To clarify the relation between the various document elements we decide to subdivide our document onto three parts: front, body, and back, corresponding to the introductory information, the message text itself, and the closing part, respectively. We also thought it would be appropriate to emphasise a few words in the text by bracketing them with <emph>...</emph> tags. A few comment lines were added as well.

<invitation>
<!-- ++++ The header part of the document ++++ -->
<front>
<to>Anna, Bernard, Didier, Johanna</to>
<date>Next Friday Evening at 8 pm</date>
<where>The Web Cafe</where>
<why>My first XML baby</why>
</front>
<!-- +++++ The main part of the document +++++ -->
<body>
<para>
I would like to invite you all to celebrate
the birth of <emph>Invitation</emph>, my
first XML document child.
</para>
<para>
Please do your best to come and join me next Friday
evening. And, do not forget to bring your friends.
</para>
<para>
I <emph>really</emph> look forward to see you soon!
</para>
</body>
<!-- +++ The closing part of the document ++++ -->
<back>
<signature>Michel</signature>
</back>
</invitation>

It is important to note that up to now we have said nothing about how this document should be rendered. The XML instance shown above only describes the information and how its various structural elements are related. How an XML application handles these data is not specified. One must define a transformation of the various elements to an output format (via a style language, such as XSL, see below) to be able to view, print, or otherwise represent or exploit the information.

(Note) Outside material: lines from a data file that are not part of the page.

Issue #176, opened 2016-05-16
Formulae that have been renamed should be handed better


technicalpickles:
`brew bundle check` was introduced over in https://github.com/Homebrew/homebrew-bundle/issues/100 , and we use it a `script/bootstrap` script like:

```shell
  brew update >/dev/null
  brew bundle check &>/dev/null || brew bundle
```

Ideally, `brew bundle` if anything isn't installed, but I ran into a project that was triggering `brew bundle` every run of `bootstrap`. To try to identify why, I started making changes to `lib/bundle/commands/check.rb` to try to figure out what specifically was triggering it. I'll follow up with a PR when I can, but I found the thing that was causing `brew bundle check` to return false:

```
$ brew bundle check --verbose
brew bundle can't satisfy your Brewfile's dependencies.
Install missing dependencies with `brew bundle install`.

Formulae to install:
- heroku-toolbelt
Kernel.exit
Error: Kernel.exit

$ brew install heroku-toolbelt
Warning: heroku-toolbelt already installed, it's just not migrated
You can migrate formula with `brew migrate heroku`
Or you can force install it with `brew install heroku --force`
```

I am able to fix this on my machine by running `brew unlink heroku-toolbelt; brew install heroku --force`, and updating `Brewfile` to use `heroku` instead of `heroku-toolbelt`. However, I'm worried about others using this project not being able to see the information they need to fix their environment.

I did try reproducing this with installing herokut-toolbelt, but wasn't quite able to get it to fail in the same way.

mikemcquaid:
Migrations are done by `brew update`. Can you try to check out an old version of `Library/Taps/Homebrew/homebrew-core` before the `heroku` rename, install `heroku-toolbelt`, and then run the `script/bootstrap` again and see if you can reproduce?

MikeMcQuaid:
> Can you try to check out an old version of Library/Taps/Homebrew/homebrew-core before the heroku rename, install heroku-toolbelt, and then run the script/bootstrap again and see if you can reproduce?

@technicalpickles Gentle ping on this, thanks.

technicalpickles:
The rename commit is https://github.com/Homebrew/homebrew-core/commit/11432e047c3373497fb12285190dc0d5fbe597df so I checked out it's parent. `brew uninstall heroku; brew uninstall heroku-toolbelt` to get to a clean slate, then `brew install heroku-toolbelt`. I ran `brew update` and saw among other things:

Declaring document elements

In the example above we introduced a little language to allow us to mark up invitations in a convenient, clear, and easily processable way. If we want XML applications to validate documents which we are going to write according to that specification, we have to formally define our language. As explained earlier, this is done with the help of the Document Type Definition (DTD). The DTD formally defines the grammar of your little language, in other words it describes the structural relationship between the elements and their possible attributes. In the case of our invitation language, we could define the following DTD.

<!DOCTYPE invitation [
<!ELEMENT invitation (front, body, back) >
<!ELEMENT front      (to, date, where, why?) >
<!ELEMENT date       (#PCDATA) >
<!ELEMENT to         (#PCDATA) >
<!ELEMENT where      (#PCDATA) >
<!ELEMENT why        (#PCDATA) >
<!ELEMENT body       (par+) >
<!ELEMENT par        (#PCDATA|emph)* >
<!ELEMENT emph       (#PCDATA) >
<!ELEMENT back       (signature) >
<!ELEMENT signature  (#PCDATA) >
]>

This model tells the computer that an invitation always has three parts: front followed by body, and terminated by back. The front part is a sequence of from, to, where and, optionally, why elements. The fact that the why element is optional is signalled by the presence of the ? sign. The central body part of the invitation consists of one or more paragraphs (the sign + means one or more, while * means zero or more). They are enclosed inside <par> and </par> tags and can themselves include #PCDATA (see below) or emphasised text (flagged with <emph> tags). Finally, the back part only has a signature element. Each of the final nodes of the document structural tree can contain parsed character data (#PCDATA). Such data are analysed (parsed) by the XML application and validated to see whether all references are known.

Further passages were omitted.